Compact tool exchange device
Robotic capabilities planned for extra-vehicular activities on the International Space Station and for planetary exploration require the use of a variety of tools, each designed to be used for a particular task. To allow a single robotic arm to install and uninstall the selection of tools required to perform a given task, a suitable interface is required at the end of the arm.
The development of the Compact Tool Exchange Device (CTED) is one of a number of research and development activities that will prepare technologies for Eurobot, a three arm robot complementary in capability to a human being engaged in Extra-Vehicular Activity (EVA).
Eurobot will be used for extra-vehicular operations on the International Space Station, for example: moving along the space station structure using standard EVA interfaces, execution of, or provision of support to, routine EVA tasks, and replacement of Orbital Replacement Units (ORUs).
CTED enables the exchange of end effectors or tools, while allowing control signals and electrical power to pass from the arm to the tool. It consists of two types of components, one active unit, fixed to the robot arm, and several passive parts, fixed to the different tools and end effectors.
The intention is that, once the tool is properly positioned within the reach of the arm, CTED should be able to automatically perform the attachment and release of the tool and the mating and de-mating of the electrical connections from the robot to the tool. CTED provides alignment features that help guide the robot arm into the correct position and orientation for latching.
For the planned operational scenario, the most important aspects of CTED development are:
- minimisation of on-board resource usage – requiring a compact, low mass design
- safety of the tool exchange operation – no inadvertent release of objects
- high strength – to allow stable grip of tools during operations
- wide capture range – to allow the robot arm to compensate for initial misalignment prior to capture and locking
| capture range | dependability |
| loads | safety |
| release / grapple cycle time | manual release mechanism |
| mass | actuation mechanism |
| power | space environment compatibility |
| volume | technical risk / cost |
The final design is a combination of two of the initial concepts, using a tripod-like mechanism for capture and alignment and a linear motion system that pushes outwards a set of balls for actuation and locking.
Mating of the CTED to the tool interface is actively performed by a brushless motor. The motor moves a piston that in turn positions the locking balls to apply a pre-load to a pre-load spring. Once the mating and locking is performed, the forces applied to the end-effector of the robot arm are transferred completely through a rigid load-path. The CTED actuator is then load-free.

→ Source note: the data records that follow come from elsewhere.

PR #1015, opened 2026-08-15
Fix SPH smoothing on large and periodic snapshots, and add a volume/mass weighting option

apontzen:
Correctness and performance fixes to the KDTree SPH operations, plus a new `weighting` option for them.

Most of these surfaced while exercising the pairwise API added in #1014 on large cosmological snapshots. Several are pre-existing and affect `sph_mean`, `sph_dispersion`, `sph_divergence`, `sph_curl` and `rho`, not only the new code.

**Behaviour change to flag:** `sph_divergence` and `sph_curl` return different values for particles near a periodic boundary, because they were previously wrong there. Everything else leaves existing results untouched.

---

### The neighbour buffer could overflow when smoothing lengths come from a snapshot

The buffer used to collect a particle's neighbours is sized as `config['sph']['smooth-particles'] + RESMOOTH_SAFE`, 532 by default. That is meaningful only when the smoothing lengths came from pynbody's own nearest-neighbour search, which by construction puts a known number of particles inside each kernel. When `h` is instead read from the snapshot, as for any SWIFT or GADGET file carrying its own smoothing lengths, a kernel can enclose arbitrarily many particles and the gather overflows:

```
RuntimeError: Buffer overflow in smoothing operation
RuntimeError: Buffer overflow while gathering neighbour pairs
```

This affects `populate` and therefore `sph_mean`, `sph_dispersion`, `sph_divergence`, `sph_curl` and `rho`, as well as the new `pair_blocks`. On a cosmological hydrodynamics snapshot it triggers within half a second.

The local density does not bound the problem. Estimating the worst case as `(4/3)π(2h)³ρ/m` gives a maximum of 142 neighbours across 42M particles, where the true figure exceeds 532: `ρ_i` is a kernel-weighted average dominated by nearby particles, while the count scales with volume, so a particle whose `h` was set in a sparse region and which now sits beside a dense one exceeds it. The measured mean was 78 neighbours within `2h`, with a sampled maximum of 327.

The buffer now doubles and the gather is retried, which is amortised O(1) and leaves it large enough for subsequent particles. Each thread owns its own buffer, so this needs no synchronisation.

### `sph_divergence` and `sph_curl` ignored periodicity

`smDivQty` and `smCurlQty` obtained the pair displacement by differencing the stored positions, while the ball-gather that found the neighbour works in the periodic minimum image. For a pair straddling a box face the two disagree by a box length, so the displacement used bore no relation to the separation the neighbour was selected on.

Every particle within `2h` of a box face was affected. On a uniform periodic test that is 3158 of 8000 particles, with 100% of the disagreements adjacent to a face; on a non-periodic distribution there is no discrepancy at all. The existing `test_div_curl_smoothing` uses a zoom simulation whose particles lie far from the box faces, which is why it neither caught this nor changes now.

The gather already records the wrapped displacement, so both routines now read it from there.

### `get_arrayref` segfaulted when the array was unset

`Py_INCREF` was called before the `NULL` check, so requesting an array that had never been set dereferenced `NULL` instead of returning `None`.

## Performance

`pair_reduce`'s accumulation used `np.bincount(..., minlength=N)`, which allocates and fills a temporary as long as the output on every call. For a large snapshot that dominates everything else — at 42M particles it moves 340 MB per block per end:

```
bincount:    122 ms and 100 ms per block
np.add.at:   0.8 ms and 0.7 ms per block
```

`np.add.at` is the slower of the two only while the output is comparable in length to the block, which is the regime the previous code assumed. The choice is now made on that ratio, with `bincount` retained where it wins. This is worth 2.7x on a large snapshot and nothing is given up on a small one.

## New: `weighting='volume'` or `'mass'`

`sph_mean`, `sph_dispersion`, `sph_divergence` and `sph_curl` divide each neighbour's contribution by that neighbour's own density, `m_j/ρ_j`. Dividing by `m_j/ρ_i` instead is equally standard and is the form SPH codes use internally. Both are now available; the default is unchanged.

The two are not competing estimates of one quantity. They converge to different quantities:

| | limit | consistent with |
|---|---|---|
| `'volume'` (default, `m_j/ρ_j`) | `∫ q W dV` | the continuum smoothing integral, of which it is the direct quadrature |
| `'mass'` (`m_j/ρ_i`) | `∫ q ρ W dV / ∫ ρ W dV` | the discrete mass distribution: the weights `m_j W_ij` sum to `ρ_i` by definition |

Interpolating a field correlated with density shows the difference directly: the ratio between them is 1.088 for `q = ρ`, 0.938 for `q = 1/ρ`, and 1.015 for an uncorrelated field.

Naming them for what they average over makes the properties follow from the name. A mass-weighted average is a true weighted mean, so it reproduces a constant field exactly and can never return a value outside the range of its input:

```
interpolating a constant 3.25:
  'mass'     3.250000   max error 3e-15
  'volume'   3.229914   max error 1.2
```

A volume-weighted average makes no assumption about density being constant across a kernel, and is the faithful discretisation of the smoothing integral.

For a divergence the mass form is the one that satisfies the continuity equation exactly (verified to `6.4e-16`), and hence the one appearing in the SPH equations of motion. It is therefore what is needed to reproduce a velocity divergence as the simulation itself computed it: against the `VelocityDivergences` stored in a SWIFT snapshot, correlation is 0.94 with `'mass'` and 0.41 with `'volume'`.

`rho` and `smooth` take no such weighting and are unaffected — `smDensity` is what defines ρ.

## Documentation

Several docstrings were inaccurate rather than merely unclear:

- `pair_blocks` stated that accessing `f['smooth']` fixes the pair set. That holds only where pynbody derives the smoothing lengths; where they come from the file, reading them never involves the tree and they must be associated with it explicitly. The error message now distinguishes the two cases.
- The `nsmooth` argument to `sph_mean`, `sph_dispersion`, `sph_divergence` and `sph_curl` was described as the number of neighbours to use. It does not select the neighbours, which follow from the smoothing lengths — `sph_mean(q, 16)` and `sph_mean(q, 256)` return bit-identical answers. It sizes the buffer and sets the neighbour count that kernels such as Wendland C2 are normalised for.
- `populate` documented four of the six operations it accepts.
- The `KDTree` class docstring gave `f.build_kdtree()` as a worked example; the method is `build_tree()`.
- `sph_divergence`'s parameter and return descriptions were copy-pasted from `sph_curl` and named the wrong operation.
- `sph_mean` and `sph_dispersion` wrote `q_i` inside a sum over `j`, and the dispersion gave `(q_i - r_i)²` where the code forms the difference against each neighbour's value.

Remaining changes are consistency: indices are defined before use, `pair_reduce` no longer overloads `i` and `j` for both the ends of a pair and the particle being accumulated into, and it now states that the callback runs on a single thread.

## Testing

217 tests pass. Each new test was checked against the unfixed code to confirm it fails there:

- `test_pair_blocks_handles_far_more_neighbours_than_the_default_buffer`
- `test_smoothing_operations_handle_more_neighbours_than_the_default_buffer`
- `test_divergence_and_curl_use_the_periodic_minimum_image` — both operations, against the wrapped displacements from `pair_blocks`
- `test_scatter_add_agrees_across_both_strategies` — both branches, 1-D and 2-D output, against an independent reference
- `test_mass_weighting_reproduces_a_constant_field`
- `test_weighting_is_accepted_and_changes_the_result` — all four operations, and asserts the default is unchanged

The existing C++-versus-python cross-check for `sph_divergence` now runs over both weightings, so the two implementations cannot drift apart.

For scale, with the buffer fix in place `sph_divergence` and `sph_curl` complete over a 42M particle gas snapshot in 14.1 s and 14.6 s.

No version bump: v2.5.0 is the most recent tag, so 2.6.0 is unreleased and this folds into it.

https://claude.ai/code/session_01YGC9utrm2V3Tbu6o6GwgK5

### DIFF
--- a/pynbody/kdtree/__init__.py
+++ b/pynbody/kdtree/__init__.py
@@ -699,7 +699,7 @@ class KDTree:
 
         .. math::
 
-          r_i = \sum_{j=0}^{N_{smooth}}\left( \frac{m_j}{\rho_j} q_i W(|x_i - x_j|, s_i) \right)
+          r_i = \sum_{j=0}^{N_{smooth}}\left( \frac{m_j}{\rho_j} q_j W(|x_i - x_j|, s_i) \right)
 
         where r is the result of the smoothing, m is the mass array, rho is the density array, q is the input array,
         s_i is the smoothing length, and W is the kernel function.
@@ -715,20 +715,27 @@ class KDTree:
             Number of neighbours to use when smoothing.
 
         weighting : str
-            Which average over the kernel to compute. The two agree where the
-            density is nearly constant across a kernel, and differ where it is
-            not.
+            Which average over the kernel to compute.
 
-            * ``'volume'`` (default): the volume-weighted average,
-              :math:`\int f W \, dV`, taking each neighbour's own volume
-              :math:`m_j/\rho_j`. This is the direct discretisation of the
-              smoothing integral.
-            * ``'mass'``: the mass-weighted average,
-              :math:`\int f \rho W \, dV / \int \rho W \, dV`, taking
-              :math:`m_j/\rho_i`. Since :math:`\rho_i` is itself
-              :math:`\sum_j m_j W_{ij}`, the weights sum to one exactly, so
-              this reproduces a constant field exactly and can never fall
-              outside the range of its input.
+            Writing :math:`i` for the particle whose value is being computed
+            and :math:`j` for each of its neighbours, both options evaluate
+            :math:`\sum_j V_j q_j W(|x_i - x_j|, s_i)`, differing only in the
+            volume :math:`V_j` given to each neighbour:
+
+            * ``'volume'`` (default): :math:`V_j = m_j/\rho_j`, each
+              neighbour's own volume. The sum is then the direct
+              discretisation of the smoothing integral, giving the
+              volume-weighted average :math:`\int q W \, dV`.
+            * ``'mass'``: :math:`V_j = m_j/\rho_i`, using the density at the
+              particle being evaluated, which gives the mass-weighted average
+              :math:`\int q \rho W \, dV / \int \rho W \, dV`. Since
+              :math:`\rho_i` is itself :math:`\sum_j m_j W(|x_i - x_j|, s_i)`,
+              the weights here sum to one exactly, so this reproduces a
+              constant field exactly and can never return a value outside the
+              range of its input.
+
+            The two agree where the density is nearly constant across a
+            kernel, and differ where it is not.
 
             For a divergence, ``'mass'`` is the form that satisfies the
             continuity equation exactly, and so is the one appearing in the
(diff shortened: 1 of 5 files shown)


apontzen:
Fixed in 8f228a7. `sph_divergence`'s docstring was copy-pasted from `sph_curl`, so both the parameter and the return description claimed the wrong operation.

Pre-existing on master rather than introduced here, but this PR is already editing those two lines to document `density_weighting`, so it belongs with them rather than in a separate change. `sph_curl` was correct and is untouched.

Another important aspect of the CTED coupling process is connector mating. This is only performed once all rotational offsets between the tool interface and the robot have been eliminated. This prevents connector jamming.
When the tool interface is being stored in a tool tray, the robot can only withdraw from it once the interface has been safely installed in the tray.
In any situation, the CTED can also be manually overridden (opened or closed) by an astronaut.